Tag Archives: Prayer

Celebrating Early Christian Women at Prayer

by V.K. McCarty

Lydia

“We have heard as they were read aloud those words,
so shining and luminescent, we have taken in by ear,
we have considered in our minds
and honored in our belief.”

It is wonderful to be able to share with you how grateful I am for all the encouragement and support from the team at the Institute for Studies in Eastern Christianity throughout the time that I was developing and writing my new book. During the worst of the pandemic, I worked with Gorgias Press developing it, and editing it and preparing the type, and now it is a real pleasure for me for me to be able to share with you: From Their Lips: Voices of Early Christian Women.

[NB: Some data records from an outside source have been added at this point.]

PR #145, opened 2015-10-30
CB-7253: requestFileSystem fails when no external storage is present

jasongin:
There were 2 issues behind this bug:
1) DirectoryManager.getFreeDiskSpace() used an incorrect way of
checking the free internal storage space: using a path of "/" would
always result in 0 reported free space.
2) When checking whether requested space was available, the
requestFileSystem() method would always check the external storage
space and fallback to internal storage space, regardless of what
type of filesystem (external, internal, or other) was being requested.

To fix both of these issues, I've added a new getFreeSpaceInBytes() method
on the FileSystem base class, which is called on the actual filesystem
instance being retrieved by requestFileSystem(). The new method for
getting free space always uses the filesystem's correct root path, so
it works for internal, external or any other Android storage filesystem.

### DIFF
--- a/src/android/DirectoryManager.java
+++ b/src/android/DirectoryManager.java
@@ -56,45 +56,46 @@ public class DirectoryManager {
     }
 
     /**
-     * Get the free disk space
-     * 
+     * Get the free space in external storage
+     *
      * @return 		Size in KB or -1 if not available
      */
-    public static long getFreeDiskSpace(boolean checkInternal) {
+    public static long getFreeExternalStorageSpace() {
         String status = Environment.getExternalStorageState();
-        long freeSpace = 0;
+        long freeSpaceInBytes = 0;
 
-        // If SD card exists
+        // Check if external storage exists
         if (status.equals(Environment.MEDIA_MOUNTED)) {
-            freeSpace = freeSpaceCalculation(Environment.getExternalStorageDirectory().getPath());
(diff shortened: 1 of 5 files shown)


jasongin:
@infil00p or @riknoll can you review?

src/android/DirectoryManager.java
```diff
@@ -56,45 +56,46 @@ public static boolean testFileExists(String name) {
     }
 
     /**
-     * Get the free disk space
-     * 
+     * Get the free space in external storage
+     *
      * @return 		Size in KB or -1 if not available
```
dblotsky: Nitpick: if we're dividing by 1024, then these are `KiB`.

TimBarham: I would say 50 years of tradition outweighs an IEC standard that nobody uses.

dblotsky: Hah, I actually didn't know that the tradition has been for KB to mean 1024. I had someone drill KiB into me recently, so I was under the impression that KiB were the way to go. Thanks for disillusioning me!

riknoll:
LGTM. I don't really know how to test this thoroughly because of the external storage stuff, but the code looks solid and mobilespec passes (on a marshmallow device and 5.1.1 emulator) so I will merge this in by the end of today unless there are any objections.

PR #146, opened 2015-11-04
Fix default persistent file location

jasongin:
The default Android persistent file location should be "internal", as documented in the file plugin's README.md. The value was unintentionally changed in a recent commit.


jasongin:
@infil00p please review

macdonst:
@jasongin +1

Yeah, the change to compatibility looks like a mistake. It is supposed to be "internal" as of the 3.0.0 release.e

PR #147, opened 2015-11-10
CB-8497: Fix handling of file paths with # character

jasongin:


jasongin:
Closing this because I've decided to take a different approach now that I understand file plugin URI encoding issues better. I'll submit a new PR soon.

It should come as no surprise that early Christian women are heard praying to the Lord from the beginning to the end of it. So, it offers the reader the opportunity to take a good look at early Christian prayer as it was remembered by generations of faithful disciples of Jesus Christ. By exploring the lives and ministry of a dozen early Christian women from the first centuries after the Resurrection, it delves deeply into their prayer lives. For professors, in their teaching; for students, in their studies—you will find this book helpful in bringing to life women whose faith and prayer to the Lord contributed to the history of early Christianity.

In fact, the volume opens in the New Testament, down by the river-side in Macedonian Philippi, in a scene I’m convinced was inspired by the living prayer of a woman. The Acts of the Apostles tells us that the Apostle Paul had come to town and was looking for people to evangelize about the Gospel of Jesus Christ. He heard that Jewish people met to pray together out by the river; so, on the Sabbath Day, he went out bright and early to meet them. As it happened, on this particular day, it was the women who were gathered there praying. And he spoke with Lydia—and Lydia spoke back (Luke 16:14-15).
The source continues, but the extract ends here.